§ **WHAT THE TASK REQUIRES**
Scan the data beneath this task and copy each line that includes "tests".

§ **EXERCISE DATA**
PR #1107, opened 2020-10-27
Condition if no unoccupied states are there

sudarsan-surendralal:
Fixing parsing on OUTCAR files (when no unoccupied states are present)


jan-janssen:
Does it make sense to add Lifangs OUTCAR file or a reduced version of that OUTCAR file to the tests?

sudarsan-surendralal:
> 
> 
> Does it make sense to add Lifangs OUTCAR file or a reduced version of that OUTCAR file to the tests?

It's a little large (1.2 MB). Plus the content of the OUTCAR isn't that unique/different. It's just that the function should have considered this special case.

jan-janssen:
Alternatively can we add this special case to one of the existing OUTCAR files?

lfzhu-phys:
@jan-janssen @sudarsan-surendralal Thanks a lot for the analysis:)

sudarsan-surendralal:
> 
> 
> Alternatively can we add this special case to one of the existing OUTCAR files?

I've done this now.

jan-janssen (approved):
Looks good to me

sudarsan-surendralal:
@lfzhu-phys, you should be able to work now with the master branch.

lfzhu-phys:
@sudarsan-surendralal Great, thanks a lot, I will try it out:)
* * *
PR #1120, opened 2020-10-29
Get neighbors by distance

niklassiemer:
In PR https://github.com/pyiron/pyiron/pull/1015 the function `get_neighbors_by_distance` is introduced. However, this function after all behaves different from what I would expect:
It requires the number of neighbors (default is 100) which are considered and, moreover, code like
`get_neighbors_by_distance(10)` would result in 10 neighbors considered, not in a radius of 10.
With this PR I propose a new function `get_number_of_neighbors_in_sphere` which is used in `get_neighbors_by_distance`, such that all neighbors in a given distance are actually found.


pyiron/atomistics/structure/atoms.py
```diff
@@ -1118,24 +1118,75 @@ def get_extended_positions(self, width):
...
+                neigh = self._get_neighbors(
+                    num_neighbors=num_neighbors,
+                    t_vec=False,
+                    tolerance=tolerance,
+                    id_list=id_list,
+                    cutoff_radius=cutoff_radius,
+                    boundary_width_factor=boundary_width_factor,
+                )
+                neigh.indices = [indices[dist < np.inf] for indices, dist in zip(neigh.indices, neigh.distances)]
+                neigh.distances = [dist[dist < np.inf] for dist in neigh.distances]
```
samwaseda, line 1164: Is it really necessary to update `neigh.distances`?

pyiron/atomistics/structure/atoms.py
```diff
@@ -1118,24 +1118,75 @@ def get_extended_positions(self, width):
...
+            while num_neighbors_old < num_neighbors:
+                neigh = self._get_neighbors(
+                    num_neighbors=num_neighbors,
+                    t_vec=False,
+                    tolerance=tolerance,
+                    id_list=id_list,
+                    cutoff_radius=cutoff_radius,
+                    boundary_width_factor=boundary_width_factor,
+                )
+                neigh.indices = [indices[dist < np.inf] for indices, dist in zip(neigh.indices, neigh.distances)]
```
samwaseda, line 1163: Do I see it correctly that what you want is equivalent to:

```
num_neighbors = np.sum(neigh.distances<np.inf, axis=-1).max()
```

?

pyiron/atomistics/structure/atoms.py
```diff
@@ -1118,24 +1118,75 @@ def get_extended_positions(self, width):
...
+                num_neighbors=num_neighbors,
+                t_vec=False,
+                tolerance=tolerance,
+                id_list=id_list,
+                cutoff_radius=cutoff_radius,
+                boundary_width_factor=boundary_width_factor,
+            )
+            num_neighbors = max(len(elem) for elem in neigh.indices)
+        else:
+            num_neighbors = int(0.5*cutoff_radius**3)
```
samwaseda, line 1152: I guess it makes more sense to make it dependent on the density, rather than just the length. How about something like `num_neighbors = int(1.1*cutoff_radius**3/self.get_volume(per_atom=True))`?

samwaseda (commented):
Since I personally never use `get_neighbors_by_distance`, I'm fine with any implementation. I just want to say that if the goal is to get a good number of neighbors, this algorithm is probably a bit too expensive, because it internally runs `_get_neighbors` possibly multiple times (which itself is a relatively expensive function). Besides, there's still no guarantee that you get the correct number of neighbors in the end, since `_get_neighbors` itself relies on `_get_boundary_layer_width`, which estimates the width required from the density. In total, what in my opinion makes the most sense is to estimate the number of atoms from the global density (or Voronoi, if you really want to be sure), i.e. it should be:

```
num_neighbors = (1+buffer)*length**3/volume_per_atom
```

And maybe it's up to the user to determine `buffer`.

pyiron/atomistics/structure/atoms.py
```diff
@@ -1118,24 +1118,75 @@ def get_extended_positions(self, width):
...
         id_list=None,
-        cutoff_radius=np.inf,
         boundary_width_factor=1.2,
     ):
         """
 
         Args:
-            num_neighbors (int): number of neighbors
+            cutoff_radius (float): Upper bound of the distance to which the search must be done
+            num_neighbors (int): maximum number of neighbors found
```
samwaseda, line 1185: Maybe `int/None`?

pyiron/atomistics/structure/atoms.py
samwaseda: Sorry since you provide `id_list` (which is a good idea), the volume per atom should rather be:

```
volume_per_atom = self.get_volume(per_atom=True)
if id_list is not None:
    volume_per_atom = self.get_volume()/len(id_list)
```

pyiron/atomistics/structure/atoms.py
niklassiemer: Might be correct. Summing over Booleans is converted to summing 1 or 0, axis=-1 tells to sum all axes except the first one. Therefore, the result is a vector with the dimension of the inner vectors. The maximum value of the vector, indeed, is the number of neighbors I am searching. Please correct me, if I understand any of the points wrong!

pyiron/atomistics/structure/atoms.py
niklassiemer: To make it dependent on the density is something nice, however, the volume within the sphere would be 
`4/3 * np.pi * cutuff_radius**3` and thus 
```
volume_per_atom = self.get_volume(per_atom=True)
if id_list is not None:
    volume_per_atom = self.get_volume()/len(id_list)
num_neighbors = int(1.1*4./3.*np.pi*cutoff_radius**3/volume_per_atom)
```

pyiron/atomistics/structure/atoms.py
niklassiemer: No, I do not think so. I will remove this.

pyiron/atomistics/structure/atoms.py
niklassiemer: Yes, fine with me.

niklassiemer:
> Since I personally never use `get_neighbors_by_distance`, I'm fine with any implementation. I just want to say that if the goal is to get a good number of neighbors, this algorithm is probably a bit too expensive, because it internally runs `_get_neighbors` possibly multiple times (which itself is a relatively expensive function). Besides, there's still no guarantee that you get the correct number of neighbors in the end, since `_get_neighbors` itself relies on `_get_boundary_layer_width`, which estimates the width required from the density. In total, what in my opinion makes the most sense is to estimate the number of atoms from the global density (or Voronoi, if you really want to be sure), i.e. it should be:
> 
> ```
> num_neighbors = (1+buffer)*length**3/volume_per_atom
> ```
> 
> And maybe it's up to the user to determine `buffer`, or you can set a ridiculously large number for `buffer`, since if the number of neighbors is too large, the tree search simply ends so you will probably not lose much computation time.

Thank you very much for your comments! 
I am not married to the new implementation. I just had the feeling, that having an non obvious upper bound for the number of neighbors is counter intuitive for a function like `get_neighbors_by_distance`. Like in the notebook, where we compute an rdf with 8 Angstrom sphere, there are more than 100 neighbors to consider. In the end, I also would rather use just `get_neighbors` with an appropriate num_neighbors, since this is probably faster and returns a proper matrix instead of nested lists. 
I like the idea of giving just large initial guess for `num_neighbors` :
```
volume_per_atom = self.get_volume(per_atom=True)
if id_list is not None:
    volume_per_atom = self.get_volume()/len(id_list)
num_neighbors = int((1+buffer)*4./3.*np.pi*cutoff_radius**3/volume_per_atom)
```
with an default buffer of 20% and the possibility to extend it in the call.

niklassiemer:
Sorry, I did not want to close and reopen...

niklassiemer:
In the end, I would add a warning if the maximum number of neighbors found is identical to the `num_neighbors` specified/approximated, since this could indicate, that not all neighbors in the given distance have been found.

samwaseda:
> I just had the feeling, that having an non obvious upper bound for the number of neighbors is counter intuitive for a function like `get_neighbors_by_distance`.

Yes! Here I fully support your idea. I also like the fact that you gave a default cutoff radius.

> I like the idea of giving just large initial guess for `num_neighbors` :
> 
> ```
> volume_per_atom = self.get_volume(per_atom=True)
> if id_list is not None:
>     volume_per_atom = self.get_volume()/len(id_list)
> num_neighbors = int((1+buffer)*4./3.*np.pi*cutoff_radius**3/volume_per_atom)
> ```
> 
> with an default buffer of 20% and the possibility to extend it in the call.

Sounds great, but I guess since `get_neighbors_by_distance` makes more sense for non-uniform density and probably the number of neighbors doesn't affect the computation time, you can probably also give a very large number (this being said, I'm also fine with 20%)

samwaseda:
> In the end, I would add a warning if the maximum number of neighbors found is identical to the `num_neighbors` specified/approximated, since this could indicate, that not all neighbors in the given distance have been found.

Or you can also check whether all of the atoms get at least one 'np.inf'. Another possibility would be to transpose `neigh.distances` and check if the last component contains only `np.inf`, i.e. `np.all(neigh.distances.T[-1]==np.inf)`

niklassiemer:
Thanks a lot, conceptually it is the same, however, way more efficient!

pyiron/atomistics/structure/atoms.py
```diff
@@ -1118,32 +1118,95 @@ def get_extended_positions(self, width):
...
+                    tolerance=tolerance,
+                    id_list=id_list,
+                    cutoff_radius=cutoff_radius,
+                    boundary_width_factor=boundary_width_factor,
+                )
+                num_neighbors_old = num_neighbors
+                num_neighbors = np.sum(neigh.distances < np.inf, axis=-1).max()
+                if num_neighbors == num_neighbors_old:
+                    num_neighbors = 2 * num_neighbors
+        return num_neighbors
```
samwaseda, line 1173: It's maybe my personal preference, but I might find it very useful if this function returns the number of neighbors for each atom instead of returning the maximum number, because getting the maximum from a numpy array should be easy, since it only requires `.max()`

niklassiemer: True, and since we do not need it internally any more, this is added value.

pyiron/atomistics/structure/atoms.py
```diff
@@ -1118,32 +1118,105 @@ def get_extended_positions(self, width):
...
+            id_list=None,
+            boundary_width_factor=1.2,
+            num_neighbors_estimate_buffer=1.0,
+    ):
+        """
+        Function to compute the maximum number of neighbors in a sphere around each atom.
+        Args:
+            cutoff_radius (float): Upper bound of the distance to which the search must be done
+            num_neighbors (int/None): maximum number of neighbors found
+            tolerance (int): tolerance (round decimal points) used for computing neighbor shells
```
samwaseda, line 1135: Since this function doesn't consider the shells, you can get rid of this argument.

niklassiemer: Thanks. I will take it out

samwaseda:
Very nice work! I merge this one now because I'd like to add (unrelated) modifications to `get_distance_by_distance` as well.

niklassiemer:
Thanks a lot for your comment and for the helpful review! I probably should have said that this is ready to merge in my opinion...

§ **YOUR RESPONSE**
Does it make sense to add Lifangs OUTCAR file or a reduced version of that OUTCAR file to the tests?
> Does it make sense to add Lifangs OUTCAR file or a reduced version of that OUTCAR file to the tests?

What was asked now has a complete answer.